We Have An LLC With 1 EIN And Want To Create A Sister Company
Do we need to create a new corporation? Do we need to create a new ein?
we file as an s- corp and want to gain the benefit overall of the new company that will generate at a loss for a few years.
– Jennifer, Texas
When you say a “sister corporation”, do you mean that you want an entity that is legally separate from the one you currently have?
In other words, do you want to prevent the liabilities of one company from ‘flowing’ into the other?
If so, and if you want to keep the two companies separate in terms of liabilities, then you’ll need to form separate legal entities, which means forming a new LLC with its own name, EIN, etc.
Otherwise, just have this new “business” operate within your existing LLC.
I notice you anticipate the new business incurring a loss during the startup period.
Here, you’ll want to avoid the c-corporation and stick to partnership or single member LLC (disregarded entity) status to flow those losses through to your personal income tax return and take the deduction.
What Address Do I Use With An LLC For An Internet Business?
I’m leaning towards creating an LLC and was wondering if I need to use my home address as the LLCs address or can I use a different address like a PO Box from a UPS Store?
Also I plan on naming my LLC different from my 3 websites. I want them to be covered under my LLC, so would I need to file “Doing Business As” – DBAs for each website? And is that done at the secretary of state?
Also since I will be the owner, single member is it necessary to get an EIN? or can I just use my Social Security Number?
– Joe, Michigan
1. You can use your home address for your LLC’s business address and registered agent address. Understand that the registered agent address is public knowledge. This may or may not be a concern to use. Using an outside service will give you more privacy, but it costs more money.
You cannot use a PO Box as a registered agent address.
2. You don’t need a DBA for each domain name. Make sure that the LLC is listed as the owner of the site, that the LLC pays for the hosting, etc., and that the LLC registers for copyright for the site. In other words, you want it to be clear that the LLC is owner of all the sites. That includes having the LLC open an Adsense account in its own name (if you use Adsense); any affiliate accounts in its own name, Paypal accounts and so on.

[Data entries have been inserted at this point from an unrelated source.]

PR #2591, opened 2026-06-09
chore: pin pipeline tool dependencies to explicit versions

danielorihuela:
Following a prior memory leak incident where an action was version-pinned but its internal dependencies were not, this PR audits all CI workflow files and pins every tool installed without an explicit version.

**Changes:**
- pin `cargo-xwin` to `0.22.0` and `go-winres` to `v0.3.3`
- pin `docker/setup-buildx-action` internal version to `v0.34.1`

There are other dependencies we could pin but I decided they were not important. For example, `cargo-audit`, `tilt` or `commitlint`. The reason being that these are **not** used for building the binary.


sigilioso (approved):
LGTM

PR #2650, opened 2026-07-01
refactor: extract manage-paths reconcile into shared module [NR-579370]

sigilioso:
## Summary

The shared-filesystem will need the same "record what we wrote, delete what we no longer declare" reconcile that the per-agent-filesystem already has (added in #2618). Rather than duplicate that logic, this PR extracts it into a shared module both filesystems can use. There is **no behavior change** the refactor avoids duplication in the upcoming shared-filesystem feature.

### DIFF
--- a/agent-control/src/agent_type/runtime_config/on_host/managed_paths.rs
+++ b/agent-control/src/agent_type/runtime_config/on_host/managed_paths.rs
@@ -1,0 +1,250 @@
+//! Manifest-based reconcile shared by the rendered on-host filesystems.
+//!
+//! Agent Control records the absolute paths it wrote on the previous successful write in a JSON
+//! manifest, so the next write can delete paths that were "previously managed but are no longer
+//! declared". The manifest is read from an agent-writable location, so its entries are vetted
+//! against a base directory before any deletion.
+
+use serde::{Deserialize, Serialize};
+use std::collections::HashSet;
+use std::io;
+use std::path::{Component, Path, PathBuf};
+use tracing::{trace, warn};
+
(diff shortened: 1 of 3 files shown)


agent-control/src/agent_type/runtime_config/on_host/managed_paths.rs
```diff
@@ -0,0 +1,250 @@
...
+            .managed_paths
+            .into_iter()
+            .filter(|p| {
+                // Never let the manifest mark itself for deletion.
+                if p == &self.manifest_path {
+                    return false;
+                }
+                let within = is_within_base(p, &self.base_dir);
+                if !within {
+                    warn!(?p, base_dir = ?self.base_dir, "An agent is not allowed to modify files outside its isolated filesystem. Ignoring path.");
```
gsanchezgavier, line 81: is this message / feature correct? i see the base dir as the boundary not the "its isolated filesystem"

gsanchezgavier: maybe base dir is the agent dir , not sure, if so i think is confusing with the base_dir we used to define

gsanchezgavier (approved):

agent-control/src/agent_type/runtime_config/on_host/managed_paths.rs
sigilioso: I'll rephrase the comment because 'its isolated filesystem' is actually confusing.

`base_dir` is suppose to be:

- The agent-dir for the "regular" filesystem
- The shared filesystem when such feature comes

Should we use name different from `base_dir`?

3. A separate EIN is a good idea even for single member LLCs, even if not necessarily required because you don’t have employees.
There is no cost to obtain an EIN if you do it yourself by filing a Form SS-4 (you can even fax it or do it over the phone). You’ll be using your EIN to apply for wholesale accounts, paypal, bank accounts, affiliate accounts, etc., and using the EIN instead of your Social Security name gives you a little more privacy.
What Is The Difference Between Members Vs Managers
When choosing who should run my llc members or managers what are the differences?
A member is the owner of the LLC. Think of them like shareholders in a corporation.
A “manager” is a person who has the power to make decisions on behalf of the LLC.
In a member-managed LLC, the members (owners), make all the decisions. It’s sort of like running a partnership.
In a manager-managed LLC, a manager (who is not an owner/member), is hired by the owner(s) to manage the day to day operations of the company.
Before the IRS changed the rules to allow LLCs to simply choose whether to be taxed as partnerships or corporations (called “check the box” regulations), whether an LLC was manager or member-managed could impact its tax classification. There was a four part test to determine if the LLC was more like a corporation or a partnership.
This is not an issue anymore, which is good because the old system was complex and confusing.
If the members (owners) of the LLC are going to operate the LLC on a daily basis, the LLC should be member-managed.
If the members are hiring some non-owner to manage the company, then it is a manager-managed LLC and they need to appoint that person as Manager.